Мыслящих же более широко технократов утешает афоризм Ницше: «Истина есть тот род заблуждения, без которого определенный род живых существ не мог бы жить; ценность для жизни является последним основанием». «Определенный род живых существ» — в этой формуле — человечество; истина, она же заблуждение, — техническая цивилизация.
Ценность для жизни? Ницше кончил тем, что объявил: «Мир не имеет ценности». И тем самым, перешагнув и через трагическую и через трагикомическую стадию развития Запада, утвердил фарс в качестве наиболее адекватного его завтрашней действительности жанра. Любопытно, что мыслитель, чьей первой работой была апология трагедии, в последней, желая того или нет, оправдал фарс. Но этого, разумеется, «технократический радикализм» в Ницше не замечает. Как и любая аристократическая мораль, делящая человечество на высших и низших, господ и рабов, повелителей и стадо, «творческих» и «нетворческих», она хочет казаться максимально серьезной и даже, если возможно, чуть-чуть возвышенной… Иначе она не в состоянии будет осуществлять заложенных в ней тенденций к господству. А тенденции эти настолько фантастичны, что выражены сегодня открыто лишь в фантастических романах — речь идет о господстве даже не мировом, а космическом…
Но вернемся к бедному, нежному сердцу Ницше. Однажды, гуляя в сопровождении молодого человека, занятого тогда изданием его сочинений (гулять одному ему уже не разрешали), он увидел девочку на дороге, подошел к ней, поднял упавшие ей на лоб волосы, посмотрел с улыбкой в ее лицо и воскликнул: «Не правда ли, вот олицетворение невинности?» Потом побрел к лечебнице — медленно умирать.
А девочка пошла дальше. В XX век. Она шла в сандалиях, потом босиком, когда сандалии остались в Освенциме с обувью тысяч мальчиков и девочек, потом опять в туфельках, легких, веселых, доверчиво постукивающих по старому камню дороги.
«О, что было бы с миром, если бы не рождались в нем дети!..» — патетически воскликнул кто-то из философов. Возможно, был он в ту минуту растроган, наблюдая за игрой детей вокруг рождественской елки или в Летнем саду. В этой растроганности ощущается атмосфера XIX века.
Подобные мысли выходят из сердца, несомненно, делая ему честь, и, однако, после них мир не меняется к лучшему: они утешают, не помогая перестраивать его. Надо полагать, что не было века, когда бы люди не задавали себе и окружающим иного вопроса: что будет с детьми, которые рождаются в этом мире?! Он менее возвышен, но побуждает к действию.

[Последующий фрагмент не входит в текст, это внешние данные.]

PR #34, opened 2024-08-26
Improve the calculation of state size

yutannihilation:
It seems this slice might contain uninitialized values. This pull request is mainly to see if the error is reproducible on CI. (Actually, I haven't come up with how to fix this...)

https://github.com/tomoyanonymous/mimium-rs/blob/72b5d230fd4bcbe22dfb1ab41f087c00dc6926b5/mimium-lang/src/runtime/vm.rs#L305

If I dump the `vs` at the point shown below, the fourth value is not zero.

```
      ret        2 1
    mem_by_hand
    nparams:1 nret: 4
    upindexes: []  state_size: 4
    constants:  []
    instructions:
-->   getstate   1 4
      mov        9-12 1-4
      mov        5-8 9-12
      mov        13 0
      mov        9 13
      mov        13 5
      mov        10 13
      mov        13 6
      mov        11 13
      mov        13 7
      mov        12 13
      getstate   13 4
      setstate   9 4
      ret        13 4
    dsp
    nparams:0 nret: 2
```

```
0000000000000000000000000000000000000000000000000000000000000000
0000000000000000000000000000000000000000000000000000000000000000
0000000000000000000000000000000000000000000000000000000000000000
0000000100010001000000000000000100000000000000000000000000000001
```

### DIFF
--- a/mimium-lang/src/compiler/bytecodegen.rs
+++ b/mimium-lang/src/compiler/bytecodegen.rs
@@ -461,11 +461,11 @@ impl ByteCodeGenerator {
             }
             mir::Instruction::PushStateOffset(v) => {
                 let state_size = Self::calc_state_size(v) as i16;
-                Some(VmInstruction::SetStatePos(state_size))
+                Some(VmInstruction::ShiftStatePos(state_size))
             }
             mir::Instruction::PopStateOffset(v) => {
                 let state_size = Self::calc_state_size(v) as i16;
-                Some(VmInstruction::SetStatePos(0))
+                Some(VmInstruction::ShiftStatePos(-state_size))
             }
             mir::Instruction::GetState(ty) => {
                 let size = Self::word_size_for_type(*ty);
--- a/mimium-lang/src/compiler/bytecodegen.rs
+++ b/mimium-lang/src/compiler/bytecodegen.rs
@@ -162,9 +162,7 @@ impl ByteCodeGenerator {
         state_sizes
             .as_ref()
             .iter()
-            .map(|x| match x {
-                StateSize::Typed(size, ty) => *size * Self::word_size_for_type(*ty) as u64,
-            })
+            .map(|x| x.size * Self::word_size_for_type(x.ty) as u64)
             .sum()
     }
     fn get_binop(&mut self, v1: &Arc<mir::Value>, v2: &Arc<mir::Value>) -> (Reg, Reg) {
--- a/mimium-lang/src/compiler/bytecodegen.rs
+++ b/mimium-lang/src/compiler/bytecodegen.rs
@@ -158,7 +158,7 @@ impl ByteCodeGenerator {
             Type::Unknown => todo!(),
         }
     }
-    fn word_size_for_state_size<T: AsRef<[StateSize]>>(state_sizes: T) -> u64 {
+    fn calc_state_size<T: AsRef<[StateSize]>>(state_sizes: T) -> u64 {
         state_sizes
             .as_ref()
             .iter()
@@ -459,11 +459,11 @@ impl ByteCodeGenerator {
                     Self::word_size_for_type(*ty),
                 ))
             }
-            mir::Instruction::PushStateOffset(v) => Some(VmInstruction::ShiftStatePos(
-                Self::word_size_for_state_size(v) as i16,
-            )),
+            mir::Instruction::PushStateOffset(v) => {
+                Some(VmInstruction::ShiftStatePos(Self::calc_state_size(v) as i16))
+            }
             mir::Instruction::PopStateOffset(v) => Some(VmInstruction::ShiftStatePos(
-                -(Self::word_size_for_state_size(v) as i16),
+                -(Self::calc_state_size(v) as i16),
             )),
             mir::Instruction::GetState(ty) => {
                 let size = Self::word_size_for_type(*ty);
@@ -604,7 +604,7 @@ impl ByteCodeGenerator {
         fidx: usize,
     ) -> (Symbol, vm::FuncProto) {
         log::trace!("generating function {}", mirfunc.label.0);
-        let state_size = Self::word_size_for_state_size(mirfunc.get_state_sizes());
+        let state_size = Self::calc_state_size(mirfunc.get_state_sizes());
         let mut func = vm::FuncProto {
             nparam: mirfunc.args.len(),
             nret: Self::word_size_for_type(
--- a/mimium-lang/src/compiler/bytecodegen.rs
+++ b/mimium-lang/src/compiler/bytecodegen.rs
@@ -164,7 +164,6 @@ impl ByteCodeGenerator {
             .iter()
             .map(|x| match x {
                 StateSize::Typed(size, ty) => *size * Self::word_size_for_type(*ty) as u64,
-                StateSize::Word(size) => *size,
             })
             .sum()
     }
--- a/mimium-lang/src/compiler/bytecodegen.rs
+++ b/mimium-lang/src/compiler/bytecodegen.rs
@@ -158,7 +158,7 @@ impl ByteCodeGenerator {
             Type::Unknown => todo!(),
         }
     }
-    fn calc_state_size<T: AsRef<[StateSize]>>(state_sizes: T) -> u64 {
+    pub fn calc_state_size<T: AsRef<[StateSize]>>(state_sizes: T) -> u64 {
         state_sizes
             .as_ref()
             .iter()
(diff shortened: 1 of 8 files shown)


yutannihilation:
Hmm, it seems this doesn't happen on CI. But, it seems this occurs reliably on my Windows machine. This might be platform dependent.

yutannihilation:
It seems 10 times was not enough.

yutannihilation:
It seems the calculation of `state_size` is not accurate. `mir::Function` records the number of states, not the word size, and multiply it by the word size of the return type.

**MIR**

https://github.com/tomoyanonymous/mimium-rs/blob/72b5d230fd4bcbe22dfb1ab41f087c00dc6926b5/mimium-lang/src/compiler/mirgen.rs#L491-L493

https://github.com/tomoyanonymous/mimium-rs/blob/72b5d230fd4bcbe22dfb1ab41f087c00dc6926b5/mimium-lang/src/compiler/mirgen.rs#L341-L349

**bytecode**

https://github.com/tomoyanonymous/mimium-rs/blob/72b5d230fd4bcbe22dfb1ab41f087c00dc6926b5/mimium-lang/src/compiler/bytecodegen.rs#L596-L597

In this case,

```
fn counter(){
    1.0+self
}

fn mem_by_hand(x){
    let (y,ys,yss,_ysss) = self
    (x,y,ys,yss)
}

fn dsp(){
    let (x,y,ys,yss) = mem_by_hand(counter())
    (x,yss)
}
```

At the stage of MIR, `count` and `mem_by_hand`'s `state_size`s are both 1. The size of `dsp` is `2`, which is the sum of the sizes of these two functions.

```
fn counter []
upindexes:[]upper:0 state_size: 1
...

fn mem_by_hand [x:number]
upindexes:[]upper:0 state_size: 1
...

fn dsp []
upindexes:[]upper:0 state_size: 2
...
```

At the stage of bytecode, the `state_size` of `dsp` is calculated as `(MIR state_size) * nret = 2 * 2 = 4`. However, I think this should be `1 + 4 = 5` (am I correct...?).

```
counter
nparams:0 nret: 1
upindexes: []  state_size: 1
  ...

mem_by_hand
nparams:1 nret: 4
upindexes: []  state_size: 4
  ...

dsp
nparams:0 nret: 2
upindexes: []  state_size: 4
  ...

```

tomoyanonymous:
Yeah, size for dsp should be 5. State size at MIR should ideally be the collection of typeid...

yutannihilation:
Thanks, then I'll try modifying the representation of state size at MIR.

mimium-lang/src/compiler/bytecodegen.rs
```diff
@@ -452,8 +459,14 @@ impl ByteCodeGenerator {
...
-            mir::Instruction::PushStateOffset(v) => Some(VmInstruction::ShiftStatePos(*v as i16)),
-            mir::Instruction::PopStateOffset(v) => Some(VmInstruction::ShiftStatePos(-(*v as i16))),
+            mir::Instruction::PushStateOffset(v) => {
+                let state_size = Self::calc_state_size(v) as i16;
+                Some(VmInstruction::SetStatePos(state_size))
+            }
+            mir::Instruction::PopStateOffset(v) => {
+                let state_size = Self::calc_state_size(v) as i16;
+                Some(VmInstruction::SetStatePos(0))
+            }
```
yutannihilation, line 469: Now this pull request succeeded to get rid of errors by breaking the concept of push/pop. I'm not sure if this direction is right (especially because I don't understand how `make_delay()` works). However, I couldn't come up with a nice way to calculate the relative offset in `emit_fncall()`.

Maybe this is something that I should not mess up unless I figure out the higher plans... :thinking:

tomoyanonymous:
Yeah, the instructions related to stateoffset are the most unique and difficult part of the mimium, I'm gonna explain here briefly but, in short, having offset as relative value is the key part of a design in this VM.

This is the overall structure of the VM (the figures are from unpublished paper under review now, but it's single-blind so I think it's OK)
vmmodel
Basically, the compiler tries to collect the required memory space for any stateful function(which uses `self` or `delay`, and the functions which call statefull functions too) as possible as it can determine at compile time.
Such internal state values(ring buffer of just single value) are allocated on linear memory space.

For example, let us think the code for delay with feedback and some function uses it twice, and the dsp function call that function twice again, implemented like this.
```
fn fbdelay(x,fb,dtime){
x + delay(1000,self,dtime)*fb
}
fn twodelay(x,dtime){
    fbdelay(x,dtime,0.7)
      +fbdelay(x,dtime*2,0.8)
}
fn dsp(x){
    twodelay(x,400)+twodelay(x,800)
}
```
The bytecode for this code should be like this. (Sorry for the format are different from the real compiler)
```
CONSTANTS:[0.7,2,0.8,400,800,0,1]
fn fbdelay(x,fb,dtime) state_size:2
MOVE       3 0   //load x
GETSTATE   4     //load self
SHIFTSTATE 1     //shift Spos
DELAY      4 4 2 //delay(_,_,_)
MOVE       5 1   // load fb
MULF       4 4 5 //delayed val *fb
ADDF       3 3 4 // x+
SHIFTSTATE -1    //reset SPos
GETSTATE   4     //prepare result
SETSTATE   3     //store to self
RETURN     4 1   //return previous self

fn twodelay(x,dtime) state_size:4
MOVECONST  2 5 //load "fbdelay" prototype
MOVE       3 0
MOVE       4 1
MOVECONST  5 0 //load 0.7
CALL       2 3 1
SHIFTSTATE 2   //2=state_size of fbdelay
MOVECONST  3 5 //load "fbdelay" prototype
MOVE       4 0
MOVECONST  5 1 //load 2
MULF       4 4 5
MOVECONST  5 0 //load 0.7
CALL       3 3 1
ADDF       3 3 4
SHIFTSTATE -2
RETURN     3 1

fn dsp (x)
MOVECONST  1 6 //load "twodelay" prototype
MOVE       2 0
MOVECONST  3 3 //load 400
CALL       1 2 1 
SHIFTSTATE 4   //4=state_size of twodelay
MOVECONST  2 6
MOVE       2 3 //load "twodelay" prototype
MOVE       3 0
MOVECONST  3 4 //load 400
CALL       2 2 1
ADD        1 1 2
SHIFTSTATE -4
RETURN     1 1
```

By calling `twodelay`, position for state storage move along like this.
fbdelay_spos

The point is, by having offset in the instruction as a relative value,  `fbdelay` and `twodelay` do not need to care anything about where are they called from.

When we use closure i.e. when the functions are passed as value for higher-order function, the compiler can not determine state storage size at the compile time. So, when we use `callcls` operation, the VM switches statestorage from the global storage, to the other storage allocated on a closure.

We should add some tests

yutannihilation:
Thanks a lot! This really helps. I was actually wondering what happens on such a code with nested feedbacks.

> The point is, by having offset in the instruction as a relative value, `fbdelay` and `twodelay` do not need to care anything about where are they called from.

I got the point.

> So, when we use `callcls` operation, the VM switches statestorage from the global storage, to the other storage allocated on a closure.

This is also good to know.

I'm not sure if I can figure out how to make the implementation sound in all these aspects within this pull request, but I'll try.

yutannihilation:
Comparing that ideal bytecode and the ones generated by the current implementation, to me, it seems one difference is that the former emits `SHIFTSTATE` immediately after `CALL`, while the latter does it before the next call. I'm not sure if these are semantically different, but it works if I implement as such.

The bytecode is not very nice in that the last call of the block always emits a useless shift, though.

```
fn counter(){
  1.0+self
}

fn dsp(){
  counter() + counter() + counter()
}
```

```
dsp
nparams:0 nret: 1
upindexes: []  state_size: 3  
constants:  [1]
instructions:
  movc       0 0
  mov        1 0
  call       1 0 1
  shiftsttpos 1
  movc       2 0
  mov        3 2
  call       3 0 1
  shiftsttpos 1
  addf       0 1 3
  movc       1 0
  mov        2 1
  call       2 0 1
  shiftsttpos 1     <-- 
  addf       0 0 2
  shiftsttpos -3    <--
  ret        0 1
```

yutannihilation:
Now the implementation is more straightforward and should match with the current logic, although I still don't understand several points (e.g. calculation of `coffset` in `make_delay()`). I'd appreciate if you take a look when you have time, but no hurry at all!

tomoyanonymous:
Thanks a lot! It looks okay.

> The bytecode is not very nice in that the last call of the block always emits a useless shift, though.

This might be why I made `coffset` to combine redundunt shiftstate operations. 
Theoritically, Shiftstate operation can be swapped to adjoint insructions other than Getstate, Setstate, and Call. And if there's no these 3 operations between 2 Shiftstate operations, they can be combined.

I tried to solve this while emitting MIR but now I feel it is more natural to implement it as an optimization pass after complete MIR has emitted.

yutannihilation:
Thanks!

> This might be why I made `coffset` to combine redundunt shiftstate operations.

Ah, got it. It sounds a nice idea.

> I tried to solve this while emitting MIR but now I feel it is more natural to implement it as an optimization pass after complete MIR has emitted.

Agreed!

В середине II века до нашей эры восстания рабов потрясали Сицилию. У рабов были дети — маленькие рабы. Как-то раз — накануне восстания — один добрый человек в городе Акраганте, по-видимому, поклонник философии, позвал к себе в гости жестокого рабовладельца и, усадив рядом с ним за стол детей-невольников, угощал их орехами и винными ягодами. История, часто равнодушная к добрым делам, сохранила имя гуманного акрагантинца — Полиант. — Лично я сомневаюсь в том, чтобы после этой трапезы рабовладелец стал лучше относиться к маленьким рабам — и собственным и чужим. Вероятно обратное: если раньше он унижал и истязал их с бессознательной жестокостью, то после умилительного угощения в доме Полианта в его отношении к ним появился оттенок мести за перенесенное унижение.
В первый же день восстания этот рабовладелец и его жена были убиты. У них была дочь; ее судьба замечательна. Никто из восставших не поднял на нее руку. Надежным людям поручили переправить ее через горы к родственникам. Она, единственная в этой семье, была добра к рабам, и они не могли не отплатить ей тем же. И если мы не видим в этом ничего удивительного, то лишь потому, что более двадцати веков борьбы человечества за лучший мир изменили наши чувства и наше сознание — подлинно человечное начинает казаться само собой разумеющимся. Чтобы почувствовать удивление, надо если не ощутить, то вообразить атмосферу восстания.
Жизнь раба была ужасна. В сущности, это медленное, мучительное умирание нельзя назвать жизнью. Когда одичавшие в нескончаемых муках люди с дикой, отчаянной решимостью шли на мучителей, можно ли было ожидать от них доброты?! А оказалось, им чужда месть. Ни один волос не упадет с головы дочери того, кто был беспощаден к их детям, если она сама ни в чем не виновна. А если она была и добра к ним, ей сумеют, несмотря ни на что, воздать тем же. Почему-то хочется думать, что те, кто посреди ужасов восстания окружил заботой эту девочку, испытывал и особую радость. Это была радость рождения новой великой морали.